The paper’s authors concluded that the Samothraki plants did not belong with any of the biogeographically plausible accepted species. For some reason, they regrettably did not consider G. gracilis (of the form that occurs in NE Greece) as a potential close relative. Morphology is often a poor guide to relatedness. For example, G. peshmenii and G. cilicicus are both close relatives of G. elwesii, despite much more closely resembling G. reginae-olgae and G. nivalis respectively.

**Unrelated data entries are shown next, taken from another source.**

PR #195, opened 2020-04-21
decorators

crookse:
Example app:

```typescript
import { Drash } from "../../deno-drash/mod.ts";

class ResourceLevelMiddleware extends Drash.Http.Middleware {
  public async run() {
    // Before the request
    if (!this.response) {
      console.log("Executing resource-level middleware before the request");
      return;
    }
    if (this.response) {
      console.log("Executing resource-level middleware after the request");
    }
  }
}

class ServerLevelMiddleware extends Drash.Http.Middleware {
  public run() {
    // Before the request
    if (!this.response) {
      console.log("Executing server-level middleware before the request");
      return;
    }
    if (this.response) {
      console.log("Executing server-level middleware after the request");
    }
  }
}

  static paths = ["/"];

  @Drash.Decorators.HttpMethodMiddleware(["ResourceLevelMiddleware"])
  public GET() {
    this.response.body = "GET request received!";
    return this.response;
  }

  public POST() {
    this.response.body = "POST request received!";
    return this.response;
  }
}

    response_output: "application/json",
    resources: [HomeResource],
    middleware: {
      server_level: [
        ServerLevelMiddleware
      ],
      resource_level: [
        ResourceLevelMiddleware
      ]
    }
});

server.run({
    hostname: "localhost",
    port: 1447,
});


console.log("Server started at localhost:1447");

```

### DIFF
--- a/mod.ts
+++ b/mod.ts
@@ -6,6 +6,9 @@
 // Compilers
 import { TemplateEngine as BaseTemplateEngine } from "./src/compilers/template_engine.ts";
 
+// Decorators
+import { HttpMethodMiddleware as http_method_middleware } from "./src/decorators/http_method_middleware.ts";
+
 // Dictionaries
 import * as log_levels from "./src/dictionaries/log_levels.ts";
 import mime_db from "./src/dictionaries/mime_db.json";
@@ -49,6 +52,10 @@ export namespace Drash {
 
   export namespace Compilers {
     export class TemplateEngine extends BaseTemplateEngine { }
+  }
+
+  export namespace Decorators {
+    export const HttpMethodMiddleware = http_method_middleware;
   }
 
   export namespace Dictionaries {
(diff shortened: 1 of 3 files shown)


Guergeiro:
[Both](https://github.com/drashland/deno-drash/pull/186) approaches are good for me. Now it comes down to syntax. I prefer the fact that the developer knows that a function will be run before/after request without having to worry about coding the logic.

From https://github.com/drashland/deno-drash/pull/195#issue-406431468
> ```ts
> const server = new Drash.Http.Server({
>     response_output: "application/json",
>     resources: [HomeResource],
>     middleware: {
>       server_level: [
>         ServerLevelMiddleware
>       ],
>       resource_level: [
>         ResourceLevelMiddleware
>       ]
>     }
> });
> ```

This is what I really dislike though. Having to declare *middleware* at server start is really counter-intuitive from a design pattern point of view... For me, we should only declare *middleware* at server start if that *middleware* is directly related to the server.

All in all, and I'm okay if you prefer pushing the *middleware* feature like that :smile:

crookse:
this PR sacrifices A LOT of performance. closing.

PR #201, opened 2020-04-22
Added version property to Drash namespace

ebebbington:
Added a `version` property to the `Drash` namespace.

Also updated the `console/typescript/bump_versions` script to include the updating of the string in `mod.ts`

Example usage:

```typescript
import { Drash } from "https://deno.land/x/drash@v0.41.0/mod.ts";
console.log(Drash.version) // "v0.41.0"
```

### DIFF
--- a/mod.ts
+++ b/mod.ts
@@ -63,7 +63,7 @@ export namespace Drash {
    *
    * @property string version
    */
-  export const version: string = "v0.41.0";
+  export const version: string = "v0.41.1";
 
   export namespace Decorators {
     export type MiddlewareFunction = MiddlewareFunctionDefinition;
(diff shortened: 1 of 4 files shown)


ebebbington:
Currently writing the tests

mod.ts
```diff
@@ -56,6 +56,15 @@ export namespace Drash {
...
   }
 
+  /**
+   * @description
+   *     Drash version. Also represents what Deno version is
+   *     supported.
+   *
+   * @property string version
+   */
+  export const version: string = "v0.41.0";
```
crookse, line 66: we're currently at v0.41.1

crookse: ok i get what you're saying now.. so this is a problem. the bump version script will need to handle this file differently because although we match deno's version, we can still push out fixes and increment the patch version.

ebebbington: Changed it to a manual change, which isn't a problem because it adds about 10s onto the update process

Unfortunately, no attempt was made to conduct a molecular phylogenetic analysis, which could provide convincing evidence of the plants’ affinities. Pending the results of such an analysis, I think we have to remain agnostic regarding the status and affinities of this fascinating snowdrop.
* Tan, K., Biel, B. & Siljak-Yakovlev, S. (2014) Galanthus samothracicus (Amaryllidaceae) from the island of Samothraki, northeastern Greece. Phytologia Balcanica, 20(1): 65 – 70.
**Rønsted, Nina, et al. (2013) Snowdrops falling slowly into place: an improved phylogeny for Galanthus (Amaryllidaceae). Molecular Phylogenetics and Evolution 69: 205–217.